Warm up with this savory spiced vegetarian chili that's packed with flavor and nutrients! This easy and hearty recipe combines vibrant veggies, protein-rich beans, and zesty spices for a comforting dish everyone will love. Perfect for cozy nights and meal prep, this vegetarian chili is both satisfying and nutritious. Click through to discover the full recipe and elevate your mealtime!

Ingredients
  

1 tablespoon olive oil

1 large onion, diced

3 cloves garlic, minced

1 bell pepper (any color), diced

2 medium carrots, diced

1 zucchini, diced

1 cup corn kernels (fresh or frozen)

1 can (15 oz) black beans, rinsed and drained

1 can (15 oz) kidney beans, rinsed and drained

1 can (28 oz) crushed tomatoes

2 tablespoons tomato paste

2 cups vegetable broth

1 tablespoon chili powder

1 teaspoon cumin

1 teaspoon smoked paprika

Salt and pepper to taste

Fresh cilantro for garnish (optional)

Sliced avocado for topping (optional)

Instructions
 

Heat the olive oil in a large pot over medium heat.

    Add the diced onion and minced garlic.
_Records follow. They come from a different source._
PR #243, opened 2023-08-21
Compartmentalize GPU and graphic apps into VMs

unbel13ver:
!!! Please read this first !!!
!!! Do not merge this PR, even in case there are enough approvals. These changes are part of another work, and I need to align both parts before merging this into mainline. Also there is no documentation yet about how to use GPU and APP vms. The documentation is in process right now. !!!

This commit introduces several new entities such as GPU VM and Application VMs. To use those, you need to properly set up devices passthroug first. Refer to the project documentation on how to achieve that.

**Lenovo X1 Carbon Gen11 is introduced as a new target and the
reference device for implementing compartmentalization.**

It is still possible to build standard "mainline" ghaf with weston and demo apps working on host.

* User apps are now added into the scope of nixpkgs;
* minimal.nix module is disabled since it introduced some weird metadata changes.


brianmcgillion:
great start. Do we have jira's created to remind us that e.g. the key managment for the ssh would need to reviewed once the TEE/TPM is in use?

unbel13ver:
> key managment for the ssh would need to reviewed

We get rid of SSH in Wayland proxying very soon, no need to manage these keys in future.

unbel13ver:
The complementary part of these changes: https://github.com/unbel13ver/ghaf-lib
Just to catch the whole idea.

modules/virtualization/microvm/appvm.nix
```diff
@@ -0,0 +1,176 @@
...
+            networks."10-ethint0" = {
+              matchConfig.MACAddress = vm.macAddress;
+              addresses = [
+                {
+                  # IP-address for debugging subnet
+                  addressConfig.Address = vm.ipAddress;
+                }
+              ];
+              routes = [
+                {routeConfig.Gateway = "192.168.101.1";}
```
vilvo, line 91: What if we'd declare the `netvm` gateway address, and the whole internal network, following this idea https://github.com/unbel13ver/ghaf-lib/blob/main/my-hardware/lenovo-t14.nix 
It would make declaring the subnetwork and VM-specific IP addresses clearer and centralized instead of distributed across the ghaf VMs declarations.

modules/virtualization/microvm/appvm.nix
```diff
@@ -0,0 +1,176 @@
...
+            packages = mkOption {
+              description = ''
+                Packages that are included into the AppVM
+              '';
+              type = types.listOf package;
+              default = [];
+            };
+            ipAddress = mkOption {
+              description = ''
+                AppVM's IP address in the inter-vm network
```
vilvo, line 132: This addresses the VMs part of my earlier comment https://github.com/tiiuae/ghaf/pull/243/files#r1302862794
Ghaf inter-vm network subnet/mask comment still applies - for example when one would like to change the subnet from `192.168.101.0` to say `10.0.0.0` (or something else)

modules/virtualization/microvm/guivm.nix
```diff
@@ -0,0 +1,128 @@
...
+
+        microvm = {
+          mem = 2048;
+          hypervisor = "qemu";
+          qemu.bios.enable = false;
+          storeDiskType = "squashfs";
+          interfaces = [
+            {
+              type = "tap";
+              id = "vm-guivm";
```
vilvo, line 62: This is minor but should we just DRY this to `id =  "vm-${networking.hostname}"` with this declaration https://github.com/tiiuae/ghaf/pull/243/files#diff-48f3927dbfa0f525b6dd5c7bc57cc323d0b54bdbd60cf71264f84e0714cdd5f5R40

modules/virtualization/microvm/guivm.nix
```diff
@@ -0,0 +1,128 @@
...
+          networks."10-ethint0" = {
+            matchConfig.MACAddress = "02:00:00:02:02:02";
+            addresses = [
+              {
+                # IP-address for debugging subnet
+                addressConfig.Address = "192.168.101.3/24";
+              }
+            ];
+            routes = [
+              {routeConfig.Gateway = "192.168.101.1";}
```
vilvo, line 90: Earlier comment on subnet applies here - DRY with `Gateway` and when we want to change the VM addresses, one place for network declarations could help. For new, out of ghaf (ghaf as lib), VM declarations, users could still use the platform subnet + gateway but still set their VM static address in their own VMs.

targets/lenovo-x1-carbon.nix
```diff
@@ -0,0 +1,181 @@
...
+    };
+  in {
+    inherit hostConfiguration;
+    name = "${name}-${variant}";
+    package = hostConfiguration.config.system.build.${hostConfiguration.config.formatAttr};
+  };
+  debugModules = [../modules/development/usb-serial.nix {ghaf.development.usb-serial.enable = true;}];
+  targets = [
+    (generic-x86 "debug" debugModules)
+    (generic-x86 "release" [])
```
brianmcgillion, line 172: is it still generic-x86 or should it be x1?

targets/lenovo-x1-carbon.nix
```diff
@@ -0,0 +1,181 @@
...
+                    cores = 2;
+                  }
+                  {
+                    name = "zathura";
+                    packages = [pkgs.zathura];
+                    ipAddress = "192.168.101.7/24";
+                    macAddress = "02:00:00:03:03:07";
+                    ramMb = 512;
+                    cores = 1;
+                  }
```
brianmcgillion, line 127: can be fixed in a later patch, but should these definitions be in modules/vms/ or something similar, so that they could be more easily shared ?

targets/lenovo-x1-carbon.nix
```diff
@@ -0,0 +1,181 @@
...
+            path = "${pkgs.waypipe}/bin/waypipe ssh -i ${pkgs.waypipe-ssh}/keys/waypipe-ssh -o StrictHostKeyChecking=no 192.168.101.6 gala --enable-features=UseOzonePlatform --ozone-platform=wayland";
+            icon = "${pkgs.weston}/share/weston/icon_editor.png";
+          }
+
+          {
+            path = "${pkgs.waypipe}/bin/waypipe ssh -i ${pkgs.waypipe-ssh}/keys/waypipe-ssh -o StrictHostKeyChecking=no 192.168.101.7 zathura";
+            icon = "${pkgs.weston}/share/weston/icon_editor.png";
+          }
+        ];
+      })
```
brianmcgillion, line 66: can these live in the same definition as the modules/vms/... as discussed below? Can be a follow on patch

modules/graphics/weston.nix
```diff
@@ -64,14 +64,20 @@ in {
         StandardOutput = "journal";
         StandardError = "journal";
         ExecStart = "${pkgs.weston}/bin/weston";
+        #GPU pt needs some time to start - weston fails to restart 3 times in avg.
+        ExecStartPre = "${pkgs.coreutils}/bin/sleep 3";
```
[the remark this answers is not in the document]
unbel13ver: SP-2838 is created to track this

targets/lenovo-x1-carbon.nix
unbel13ver: SP-2840 is created to track this

targets/lenovo-x1-carbon.nix
unbel13ver: SP-2840 is created to track this

targets/lenovo-x1-carbon.nix
unbel13ver: Fixed

modules/virtualization/microvm/guivm.nix
unbel13ver: SP-2839 is created to track this

modules/virtualization/microvm/guivm.nix
unbel13ver: Fixed

modules/virtualization/microvm/appvm.nix
unbel13ver: SP-2839 is created to track this

docs/src/ref_impl/creating_appvm.md
```diff
@@ -0,0 +1,90 @@
...
+    SPDX-License-Identifier: CC-BY-SA-4.0
+-->
+
+# Creating an Application VM
+
+## What is AppVM?
+
+AppVM is a virtual machine, which isolates an application from a host OS. An application seems like it is running inside an ordinary OS, yet it runs in a completely different system. An application inside renders, shows and controls from a host OS via GUI VM, network access is provided by NetVM.
+
+In the perfect scenario, there is a separate AppVM for every application. But it is possible to run multiple applications inside one AppVM.
```
vilvo, line 12: We could add here also the rationale for the AppVM - something like 

```
## Why AppVM?

AppVMs are used to improve trust in system components by isolating the apps from both host OS and other applications. This way user can use applications of different trust levels within the same system and without compromising system security. This is because virtualization with hardware backed mechanisms provides better resource protection than traditional OS. While the VMs have overhead, it's acceptable via improved security and usability that makes the application seem like it is running inside an ordinary OS.

As a result - both highly trusted applications and untrusted applications can be hosted in the same secure system when the concerns are separated in their own AppVMs.
```

docs/src/ref_impl/creating_appvm.md
```diff
@@ -0,0 +1,90 @@
...
+  }
+];
+```
+
+Each VM has the following properties:
+
+
+| **Property** | **Type**                  | **Unique** | **Description**                                                                                               | **Example**         |
+| -------------- | --------------------------- | ------------ | --------------------------------------------------------------------------------------------------------------- | --------------------- |
+| name         | str                       | yes        | This name will be shown in microvm list, a VM will have the same hostname                                     | “chromium”        |
```
vilvo, line 58: Should be (automatically) postfix the `name` with `-vm`? That would make it clearer that the application name is a virtual machine of its' own.

docs/src/ref_impl/creating_appvm.md
```diff
@@ -0,0 +1,90 @@
...
+| ramMb        | int, [1, …, host memory] | no         | Memory in MB                                                                                                  | 3072                |
+| cores        | int,  [1, …, host cores] | no         | Virtual CPU cores                                                                                             | 4                   |
+
+
+### 2. Add an app launcher in GUI VM
+
+To add an app launcher, add an element in the [guivm.nix](../../../modules/virtualization/microvm/guivm.nix) file to the **graphics.weston.launchers** list.
+A launcher element has 2 properties:
+
+1. **path** – at the moment, we launch an app via **waypipe** . In general, the path string will be as follows: "\${pkgs.waypipe}/bin/waypipe ssh -i ${waypipe-ssh}/keys/waypipe-ssh -o StrictHostKeyChecking=no **vm.ipAddress** **vm.executable**", where:
```
vilvo, line 71: I would leave the detailed path string example out because it's an implementation detail and we've already discussing (and implementing) leaving the ssh tunneling out with waypipe due to its' unnecessary overhead in inter VM comms.
The problem is that when it's left out, the example will deprecate and will require that someone remembers to update it with the code changes.

docs/src/ref_impl/creating_appvm.md
```diff
@@ -0,0 +1,90 @@
...
+   **vm.ipAddress** – ipAddress you have defined in the target’s AppVM configuration,
+   **vm.executable** – an executable you want to execute, like a graphical application.
+2. **icon** – path to an icon to show.
+
+
+#### Example of the current launchers
+
+```
```
vilvo, line 79: Could we just link to the implementations of launchers instead?

docs/src/ref_impl/example_project.md
```diff
@@ -0,0 +1,36 @@
...
+    Copyright 2022-2023 TII (SSRC) and the Ghaf contributors
+    SPDX-License-Identifier: CC-BY-SA-4.0
+-->
+
+# Example Project
+
+The compartmentalization could be applied to many specific x86_64 computers and laptops with some customization applied to the Ghaf. The best way of the Ghaf customization is using Ghaf templates.
+
+1. Create a template project as described in [Ghaf as Library](../ref_impl/ghaf-based-project.md) section
+2. Adjust your system configuration with accordance to your HW specification. Determine all VIDs and PIDs of the devices that are passed to the VMs
```
vilvo, line 11: s/VIDs/vendor IDs (VIDs)/
s/PIDs/product IDs (PIDs)/

docs/src/technologies/compartment.md
```diff
@@ -0,0 +1,13 @@
+<!--
+    Copyright 2022-2023 TII (SSRC) and the Ghaf contributors
+    SPDX-License-Identifier: CC-BY-SA-4.0
+-->
+
+# Compartmentalization
+Compartmentalization is the technique of separating parts of a system to decrease attack surface and prevent malfunctions from cascading in the system. In Ghaf architecture, there is a separate Virtual Machine (VM) for every vital function of the system.
+
+Current implementation supports Graphic User Interface (GUI) VM, Networking VM and a couple of Application VMs, such as Chromium web-browser, GALA-app and Zathura pdf reader.
```
vilvo, line 9: There was discussion to leave GALA-app out as a Ghaf reference app and move it to a ghaf-based template project.
There's good reason for it from Ghaf-perspective - non-source delivery, requires back-end infra with access rights to  Cuttlefish virtual devices. 

At this point, I would not mention it here.

docs/src/ref_impl/creating_appvm.md
vilvo: It's actually prefixed here - https://github.com/tiiuae/ghaf/pull/243/files#diff-b7c4d8b1828ec4e55c3b85b348f4c180560550100c49b79a826d4cacfd1afaedR14
Maybe mention in the `Description` field of `name` that `This name is prefixed with vm- and will be shown in microvm list. The prefixed name - e.g. `vm-chromium` will be also the VM hostname.

modules/virtualization/microvm/appvm.nix
```diff
@@ -0,0 +1,176 @@
...
+    hostname = "vm-" + vm.name;
+    appvmConfiguration = {
+      imports = [
+        ({
+          lib,
+          config,
+          ...
+        }: {
+          ghaf = {
+            users.accounts.enable = lib.mkDefault configHost.ghaf.users.accounts.enable;
```
vilvo, line 23: Should we actually not share the `configHost.ghaf.users.accounts` enabling with the appvms but have enabling appVMs accounts separately from host? 

I know for `-debug` targets it makes development easier but the problem is that `-release` target should not allow interactive login - like `getty` - to host at all. In that scenario, the host systemd services are run with unprivileged user (similar to `ghaf`) but we likely do not want the share the accounts declarations between the host and the appVMS by default. In some special, unforseen scenario(s) sharing the host and appVMs user account(s) might be needed but that should be exception.

modules/virtualization/microvm/guivm.nix
```diff
@@ -0,0 +1,128 @@
...
+  waypipe-ssh = pkgs.callPackage ../../../user-apps/waypipe-ssh {};
+  guivmBaseConfiguration = {
+    imports = [
+      ({
+        lib,
+        pkgs,
+        ...
+      }: {
+        ghaf = {
+          users.accounts.enable = lib.mkDefault configHost.ghaf.users.accounts.enable;
```
vilvo, line 19: Referring to this comment - https://github.com/tiiuae/ghaf/pull/243/files#r1308262741
GUIVM should share the user account with the AppVMs but should NOT share the user account with host.
I would prefer to have this user account separation either:
- part of this refactoring PR or
- ticket to track that it'll get implemented

modules/virtualization/microvm/appvm.nix
```diff
@@ -0,0 +1,176 @@
...
+  lib,
+  pkgs,
+  ...
+}: let
+  configHost = config;
+  cfg = config.ghaf.virtualization.microvm.appvm;
+  waypipe-ssh = pkgs.callPackage ../../../user-apps/waypipe-ssh {};
+
+  makeVm = {vm}: let
+    hostname = "vm-" + vm.name;
```
vilvo, line 14: For consistency with system VMs (`netvm`, `guivm`, `adminvm`) we could also consider postfixing (`-vm`) appVMs instead of prefixing (`vm-`).

modules/virtualization/microvm/netvm.nix
```diff
@@ -38,7 +38,7 @@
         microvm.interfaces = [
           {
             type = "tap";
-            id = "vm-netvm";
+            id = "vm-${config.networking.hostName}";
```
vilvo, line 41: My 2 cents for aligning the `netvm` filename and documentation name with the system declared `id` - so `netvm` instead of this line.

vilvo (changes requested):
Mainly minor documentation related but please choose how the issue on sharing the user account between host and VMs should be addressed in respect to this PR. I'm fine with follow-up work as well.

modules/virtualization/microvm/appvm.nix
baz2142: Either way, let's keep '-' sign somewhere. For my taste, 'someappnamevm' or 'vmsomeappname' looks not so obvious, than 'someappname-vm' or 'vm-someappname'

docs/src/ref_impl/creating_appvm.md
baz2142: I agree, that it isn't the perfect solution with problems like keeping it up to date.

Still, at least a reader knows, how to add an application link here. Without wondering, why it is not shown in an application list -- which it the primary goal for this article.

docs/src/ref_impl/creating_appvm.md
unbel13ver: Added

docs/src/ref_impl/creating_appvm.md
unbel13ver: Added

docs/src/ref_impl/creating_appvm.md
unbel13ver: Done

docs/src/ref_impl/example_project.md
unbel13ver: Discussed this with @jenninikko  - worth adding those to the Glossary section.

docs/src/technologies/compartment.md
unbel13ver: Removed the mention about GALA

modules/virtualization/microvm/guivm.nix
unbel13ver: SP-2869 is tracking this

modules/virtualization/microvm/appvm.nix
unbel13ver: Will be a part of SP-2839 task

modules/virtualization/microvm/netvm.nix
unbel13ver: I thought a bit about this and decided this should be also out of scope for this PR since it touches other files, and the logic of that work does not correspond with the aim of this PR.
Moreover, changing `netvm` id somehow breaks the netvm.
I'll track this issue as the part of SP-2839 ticket.

vilvo (approved):

vadika:
Lets merge it :)

brianmcgillion (approved):

jenninikko:
@brianmcgillion I was just in the middle of reviewing the documentation T_T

Sauté for about 3-4 minutes until the onion is translucent.

      Stir in the diced bell pepper and carrots, cooking for an additional 5 minutes until they begin to soften.

        Add the zucchini and corn to the pot, stirring well to combine all the vegetables.

          Incorporate the black beans, kidney beans, crushed tomatoes, tomato paste, vegetable broth, chili powder, cumin, and smoked paprika. Mix well.

            Season with salt and pepper to taste, then bring the chili to a simmer.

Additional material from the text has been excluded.